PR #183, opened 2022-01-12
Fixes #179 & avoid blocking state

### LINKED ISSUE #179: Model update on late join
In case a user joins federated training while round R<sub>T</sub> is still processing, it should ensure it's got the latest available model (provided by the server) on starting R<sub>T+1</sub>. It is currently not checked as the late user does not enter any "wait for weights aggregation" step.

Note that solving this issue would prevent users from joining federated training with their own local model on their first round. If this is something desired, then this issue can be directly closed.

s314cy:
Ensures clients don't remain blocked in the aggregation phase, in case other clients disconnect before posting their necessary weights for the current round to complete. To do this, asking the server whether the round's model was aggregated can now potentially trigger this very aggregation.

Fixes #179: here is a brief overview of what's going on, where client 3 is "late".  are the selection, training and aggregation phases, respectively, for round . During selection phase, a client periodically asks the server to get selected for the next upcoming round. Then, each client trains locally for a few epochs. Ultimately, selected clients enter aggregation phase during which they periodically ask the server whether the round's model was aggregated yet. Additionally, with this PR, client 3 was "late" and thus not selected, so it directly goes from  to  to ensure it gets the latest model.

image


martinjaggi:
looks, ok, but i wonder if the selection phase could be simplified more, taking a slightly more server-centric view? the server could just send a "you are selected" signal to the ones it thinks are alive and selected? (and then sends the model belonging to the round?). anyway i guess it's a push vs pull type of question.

+++++

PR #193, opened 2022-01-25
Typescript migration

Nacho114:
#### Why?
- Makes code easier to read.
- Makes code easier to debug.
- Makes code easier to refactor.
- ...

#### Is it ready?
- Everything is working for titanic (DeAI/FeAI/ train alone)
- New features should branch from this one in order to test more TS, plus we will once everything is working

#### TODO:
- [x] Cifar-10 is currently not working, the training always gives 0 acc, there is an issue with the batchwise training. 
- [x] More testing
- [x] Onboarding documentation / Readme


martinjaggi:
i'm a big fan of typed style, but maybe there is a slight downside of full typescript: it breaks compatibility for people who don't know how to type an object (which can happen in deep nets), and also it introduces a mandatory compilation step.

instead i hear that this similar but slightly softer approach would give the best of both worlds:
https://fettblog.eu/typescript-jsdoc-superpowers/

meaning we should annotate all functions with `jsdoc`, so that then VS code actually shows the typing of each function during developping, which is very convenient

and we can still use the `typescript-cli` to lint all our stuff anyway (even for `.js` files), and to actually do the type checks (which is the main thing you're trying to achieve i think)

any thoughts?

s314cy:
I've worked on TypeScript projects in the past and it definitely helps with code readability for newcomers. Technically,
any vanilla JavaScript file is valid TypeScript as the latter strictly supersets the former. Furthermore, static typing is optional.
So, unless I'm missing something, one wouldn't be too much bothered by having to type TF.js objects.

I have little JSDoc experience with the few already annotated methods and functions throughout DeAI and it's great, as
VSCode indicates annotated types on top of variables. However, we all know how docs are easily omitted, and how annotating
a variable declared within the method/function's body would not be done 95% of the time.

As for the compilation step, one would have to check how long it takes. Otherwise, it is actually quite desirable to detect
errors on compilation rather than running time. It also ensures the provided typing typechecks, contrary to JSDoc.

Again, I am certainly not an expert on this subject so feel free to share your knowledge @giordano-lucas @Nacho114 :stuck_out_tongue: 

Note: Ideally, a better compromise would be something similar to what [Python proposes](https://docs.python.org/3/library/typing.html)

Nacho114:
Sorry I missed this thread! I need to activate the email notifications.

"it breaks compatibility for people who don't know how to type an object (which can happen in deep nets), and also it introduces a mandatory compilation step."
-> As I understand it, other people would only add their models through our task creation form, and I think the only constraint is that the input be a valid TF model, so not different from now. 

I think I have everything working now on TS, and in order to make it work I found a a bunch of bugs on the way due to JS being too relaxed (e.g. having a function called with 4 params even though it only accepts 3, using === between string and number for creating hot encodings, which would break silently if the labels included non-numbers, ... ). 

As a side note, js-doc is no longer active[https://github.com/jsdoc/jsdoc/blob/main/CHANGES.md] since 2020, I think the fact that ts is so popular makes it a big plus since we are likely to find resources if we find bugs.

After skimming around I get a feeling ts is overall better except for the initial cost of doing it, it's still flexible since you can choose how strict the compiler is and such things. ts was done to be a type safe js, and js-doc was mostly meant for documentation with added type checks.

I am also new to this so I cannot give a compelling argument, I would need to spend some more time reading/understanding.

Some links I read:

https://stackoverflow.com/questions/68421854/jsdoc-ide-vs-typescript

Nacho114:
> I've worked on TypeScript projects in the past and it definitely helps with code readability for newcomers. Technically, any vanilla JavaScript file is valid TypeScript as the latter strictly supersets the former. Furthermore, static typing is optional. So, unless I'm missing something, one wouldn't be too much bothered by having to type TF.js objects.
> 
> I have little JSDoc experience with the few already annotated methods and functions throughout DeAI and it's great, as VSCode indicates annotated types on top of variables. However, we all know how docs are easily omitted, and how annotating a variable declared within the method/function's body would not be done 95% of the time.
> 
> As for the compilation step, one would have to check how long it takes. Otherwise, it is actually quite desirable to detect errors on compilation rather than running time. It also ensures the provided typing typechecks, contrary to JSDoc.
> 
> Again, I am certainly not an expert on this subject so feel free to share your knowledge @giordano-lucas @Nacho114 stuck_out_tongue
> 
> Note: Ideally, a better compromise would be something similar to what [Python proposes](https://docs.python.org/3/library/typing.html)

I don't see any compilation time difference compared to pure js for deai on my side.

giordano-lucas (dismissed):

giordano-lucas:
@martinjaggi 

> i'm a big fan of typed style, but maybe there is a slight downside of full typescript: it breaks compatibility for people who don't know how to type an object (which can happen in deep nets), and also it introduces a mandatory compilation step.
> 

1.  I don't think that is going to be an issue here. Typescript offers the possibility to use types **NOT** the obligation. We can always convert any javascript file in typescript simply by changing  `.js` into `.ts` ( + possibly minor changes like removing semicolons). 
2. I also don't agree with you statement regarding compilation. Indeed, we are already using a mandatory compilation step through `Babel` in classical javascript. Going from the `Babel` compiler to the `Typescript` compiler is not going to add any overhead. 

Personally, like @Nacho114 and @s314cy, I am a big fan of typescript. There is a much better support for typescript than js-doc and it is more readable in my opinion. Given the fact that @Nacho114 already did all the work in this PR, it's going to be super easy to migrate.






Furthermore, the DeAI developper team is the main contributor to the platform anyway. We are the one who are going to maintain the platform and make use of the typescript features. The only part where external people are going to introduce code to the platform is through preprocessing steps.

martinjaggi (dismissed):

+++++

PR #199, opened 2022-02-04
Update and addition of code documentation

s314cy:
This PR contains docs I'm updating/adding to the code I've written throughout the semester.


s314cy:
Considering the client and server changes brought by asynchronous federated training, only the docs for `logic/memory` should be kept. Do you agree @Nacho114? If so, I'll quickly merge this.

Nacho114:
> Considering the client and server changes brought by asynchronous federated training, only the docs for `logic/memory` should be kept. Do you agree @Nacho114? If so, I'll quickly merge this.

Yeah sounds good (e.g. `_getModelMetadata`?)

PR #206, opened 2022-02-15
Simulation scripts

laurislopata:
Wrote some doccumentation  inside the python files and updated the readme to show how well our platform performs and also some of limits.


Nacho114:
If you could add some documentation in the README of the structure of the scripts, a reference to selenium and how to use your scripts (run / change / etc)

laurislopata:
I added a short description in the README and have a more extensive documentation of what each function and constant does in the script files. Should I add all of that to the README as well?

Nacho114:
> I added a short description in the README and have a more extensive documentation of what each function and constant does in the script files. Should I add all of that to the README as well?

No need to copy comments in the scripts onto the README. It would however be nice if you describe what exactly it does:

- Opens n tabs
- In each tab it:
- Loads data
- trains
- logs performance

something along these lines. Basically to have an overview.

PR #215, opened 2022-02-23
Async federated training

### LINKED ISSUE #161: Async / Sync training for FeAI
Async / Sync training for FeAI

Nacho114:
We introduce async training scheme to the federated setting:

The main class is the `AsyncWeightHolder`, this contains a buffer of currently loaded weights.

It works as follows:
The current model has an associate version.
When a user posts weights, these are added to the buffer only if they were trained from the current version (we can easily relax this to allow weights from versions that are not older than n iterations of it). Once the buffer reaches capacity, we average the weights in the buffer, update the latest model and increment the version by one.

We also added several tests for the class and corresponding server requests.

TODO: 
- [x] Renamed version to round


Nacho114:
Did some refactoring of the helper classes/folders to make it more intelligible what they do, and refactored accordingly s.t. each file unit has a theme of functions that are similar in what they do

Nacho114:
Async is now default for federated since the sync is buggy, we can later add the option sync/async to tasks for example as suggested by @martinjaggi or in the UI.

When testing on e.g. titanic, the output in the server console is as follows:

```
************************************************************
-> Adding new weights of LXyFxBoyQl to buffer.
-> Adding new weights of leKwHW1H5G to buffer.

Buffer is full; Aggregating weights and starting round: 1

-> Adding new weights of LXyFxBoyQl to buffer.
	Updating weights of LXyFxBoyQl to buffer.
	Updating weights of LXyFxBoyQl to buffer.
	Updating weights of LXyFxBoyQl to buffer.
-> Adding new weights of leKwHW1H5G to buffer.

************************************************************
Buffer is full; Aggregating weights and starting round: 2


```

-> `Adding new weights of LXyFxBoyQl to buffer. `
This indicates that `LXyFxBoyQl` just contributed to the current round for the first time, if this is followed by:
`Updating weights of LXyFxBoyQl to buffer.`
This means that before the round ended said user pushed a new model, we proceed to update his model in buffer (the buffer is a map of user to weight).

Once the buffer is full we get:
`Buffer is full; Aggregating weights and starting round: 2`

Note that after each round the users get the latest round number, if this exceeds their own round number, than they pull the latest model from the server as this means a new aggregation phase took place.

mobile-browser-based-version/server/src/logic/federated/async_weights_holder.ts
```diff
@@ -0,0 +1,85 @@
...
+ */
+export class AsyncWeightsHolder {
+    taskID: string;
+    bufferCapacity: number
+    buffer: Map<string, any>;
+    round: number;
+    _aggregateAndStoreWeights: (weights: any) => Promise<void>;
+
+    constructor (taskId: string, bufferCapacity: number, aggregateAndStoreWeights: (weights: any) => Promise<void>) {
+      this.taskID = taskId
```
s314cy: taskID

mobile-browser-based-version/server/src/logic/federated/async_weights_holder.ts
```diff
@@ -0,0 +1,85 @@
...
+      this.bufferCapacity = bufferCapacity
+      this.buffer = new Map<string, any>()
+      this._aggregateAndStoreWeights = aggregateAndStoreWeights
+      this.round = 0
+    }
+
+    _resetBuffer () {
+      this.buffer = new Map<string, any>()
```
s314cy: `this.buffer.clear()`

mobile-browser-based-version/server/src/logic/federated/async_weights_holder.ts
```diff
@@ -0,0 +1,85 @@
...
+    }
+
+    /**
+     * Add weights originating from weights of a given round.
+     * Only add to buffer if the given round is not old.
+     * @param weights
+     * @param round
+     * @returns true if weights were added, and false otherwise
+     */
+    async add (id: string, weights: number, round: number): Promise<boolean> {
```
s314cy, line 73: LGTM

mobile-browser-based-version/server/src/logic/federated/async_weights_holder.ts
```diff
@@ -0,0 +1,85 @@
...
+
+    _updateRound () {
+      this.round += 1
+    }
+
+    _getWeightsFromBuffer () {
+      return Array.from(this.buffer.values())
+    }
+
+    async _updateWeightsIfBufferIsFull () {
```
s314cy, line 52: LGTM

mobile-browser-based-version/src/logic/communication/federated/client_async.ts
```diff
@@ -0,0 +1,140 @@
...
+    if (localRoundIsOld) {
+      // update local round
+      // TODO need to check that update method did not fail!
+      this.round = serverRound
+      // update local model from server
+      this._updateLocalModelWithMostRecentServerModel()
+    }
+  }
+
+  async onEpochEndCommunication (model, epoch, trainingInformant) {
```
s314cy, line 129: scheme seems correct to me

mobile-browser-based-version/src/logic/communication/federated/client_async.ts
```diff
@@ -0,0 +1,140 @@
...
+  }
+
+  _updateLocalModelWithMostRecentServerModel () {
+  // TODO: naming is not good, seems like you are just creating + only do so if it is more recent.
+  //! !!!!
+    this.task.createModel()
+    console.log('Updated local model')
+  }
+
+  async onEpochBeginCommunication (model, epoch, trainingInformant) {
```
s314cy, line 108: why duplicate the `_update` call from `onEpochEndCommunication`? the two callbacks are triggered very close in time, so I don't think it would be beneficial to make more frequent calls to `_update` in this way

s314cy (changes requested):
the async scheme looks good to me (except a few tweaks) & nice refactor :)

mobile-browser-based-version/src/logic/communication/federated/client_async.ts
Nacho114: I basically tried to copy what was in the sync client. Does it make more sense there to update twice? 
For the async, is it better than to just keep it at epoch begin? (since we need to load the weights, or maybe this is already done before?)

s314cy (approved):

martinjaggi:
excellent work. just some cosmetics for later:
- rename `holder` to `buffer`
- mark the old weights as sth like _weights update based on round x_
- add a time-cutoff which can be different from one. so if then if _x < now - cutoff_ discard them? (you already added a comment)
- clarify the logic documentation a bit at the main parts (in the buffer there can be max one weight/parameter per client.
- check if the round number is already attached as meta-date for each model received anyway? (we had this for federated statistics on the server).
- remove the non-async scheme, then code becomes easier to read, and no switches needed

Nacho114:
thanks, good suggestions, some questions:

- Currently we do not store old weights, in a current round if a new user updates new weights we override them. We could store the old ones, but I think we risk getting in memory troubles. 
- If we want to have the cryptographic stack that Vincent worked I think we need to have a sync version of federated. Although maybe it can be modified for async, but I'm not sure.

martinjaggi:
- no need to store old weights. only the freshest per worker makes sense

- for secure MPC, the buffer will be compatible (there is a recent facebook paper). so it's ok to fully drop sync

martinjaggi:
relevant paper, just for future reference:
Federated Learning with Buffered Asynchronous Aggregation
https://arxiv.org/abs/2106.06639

+++++

### Exercise:
Above are the records; from them, give again exactly the lines from the one containing "PR #183, opened 2022-01-12" through the one containing "In case a user", both included.

### Answer to this exercise:
PR #183, opened 2022-01-12
Fixes #179 & avoid blocking state

### LINKED ISSUE #179: Model update on late join
In case a user joins federated training while round R<sub>T</sub> is still processing, it should ensure it's got the latest available model (provided by the server) on starting R<sub>T+1</sub>. It is currently not checked as the late user does not enter any "wait for weights aggregation" step.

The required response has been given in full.